01.06.2002

In eigener Sache

Anfangs Woche haben wir uns kurzfristig entschieden, die Zeitschrift Meyer’s zu übernehmen. Wir sahen grosses Potenzial in dem seit über hundert Jahren existierenden Titel und hatten Vorstellungen, wie die Zeitschrift erfolgreich weitergeführt werden könnte. Zudem freuten wir uns, eine Anzahl Arbeitsplätze zu retten, die sich in der Nachbarregion unseres Verlagssitzes in Rapperswil befinden.

Die Kurzfristigkeit der Entscheidung war deshalb notwendig, weil der Meyer’s Verlag am Dienstag eine Personalorientierung über die eigene finanzielle Situation einberäumt hatte. Weil wir uns nur innerhalb eines Tages entschieden, den Titel fortzuführen, war es selbstverständlich nicht möglich, ein Konzept über die neue Ausrichtung vorzustellen.

Es war uns aber klar, dass wir aus wirtschaftlichen Überlegungen nur einen Teil der Belegschaft übernehmen konnten. Aufgrund der finanziellen Situation des Meyer’s Verlags musste dieser alle Arbeitsverträge per Ende Mai auflösen. Zugleich wurden 1.2 Millionen Franken auf ein geschütztes Konto einbezahlt, das die Löhne aller 55 Angestellten unter Einhaltung der Kündigungsfristen garantierte. Am Mittwoch erfuhren wir, dass 33 der 55 Angestellten dem Gesamtarbeitsvertrag GAV angeschlossen sind. Die Verkäuferschaft hatte uns gegenüber diese Tatsache negiert. Prompt wurden von der Gewerkschaft Comedia Forderungen und Androhungen von weiteren Kampfmassnahmen aufgestellt, die für uns eine massive Erhöhung des Verlagsrisikos darstellte, das in einer solchen Situation ohnehin schon sehr hoch ist.

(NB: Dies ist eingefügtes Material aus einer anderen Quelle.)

PR #5782, opened 2016-11-27
Fixed #5781 -- Don't inherit content if user has overridden it.

### LINKED ISSUE #5781: Inherited placeholders don't show overridden content
When using an inherited placeholder:

`{% placeholder something inherit %}`

This CMS will not display any plugins added to the placeholder in child pages, instead it will always show the inherited content.

czpython:
Fixed #5781

### DIFF
--- a/cms/plugin_rendering.py
+++ b/cms/plugin_rendering.py
@@ -264,6 +264,9 @@ class ContentRenderer(object):
             nodelist=nodelist,
         )
 
+        if content:
+            return content
+
         # don't display inherited plugins in edit mode, so that the user doesn't
         # mistakenly edit/delete them. This is a fix for issue #1303. See the discussion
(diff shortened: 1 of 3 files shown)


cms/plugin_rendering.py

Am Donnerstag orientierten wir die Belegschaft von Meyer’s, dass es für uns wirtschaftlich nicht tragbar sei, die neuen, ausserhalb der Verträge entstandenen Forderungen zu übernehmen. Wir teilten weiter mit, dass wir gezwungen sind, vom Verlagsrecht zurückzutreten, wenn die Belegschaft auf die zusätzlichen Forderungen Anspruch erhebt, weil sie finanziell nicht tragbar sind.

Während im Bereich Verlag die Meinung entstand, dass es besser sei, eine Anzahl Arbeitsplätze zu retten als alle zu verlieren, entstand insbesondere in der Redaktion starke Opposition. Wir gaben der Redaktion von Donnerstag Abend bis Freitag Nachmittag um zwei Uhr Zeit, zu einem Entschluss zu kommen und uns zur Orientierung einzuberufen. Diese Zeit liess man ungenützt verstreichen: Wir wurden nicht aufgeboten. Am Freitag wurden wir zudem von Comedia aufs Massivste angegriffen. Die Gewerkschaft schreckte ohne Kenntnis von Historie und Entwicklung nicht vor Worten wie “Erpressungsversuche”, “Arroganz” oder “Gier” zurück. Vor diesem Hintergrund ist es uns schlicht nicht möglich, ein neues tragfähiges Medienunternehmen aufzubauen. So wurde gestern Freitag Abend um 19.00 Uhr der Kaufvertrag zwischen der Verlag Meyer AG und uns im gegenseitigen Einvernehmen wieder aufgelöst. Dabei haben wir zugleich ausgeführt, dass wir bereit sind, auf einer anderen, tragbaren Basis über die Weiterführung des Verlagstitels eine Lösung zu finden.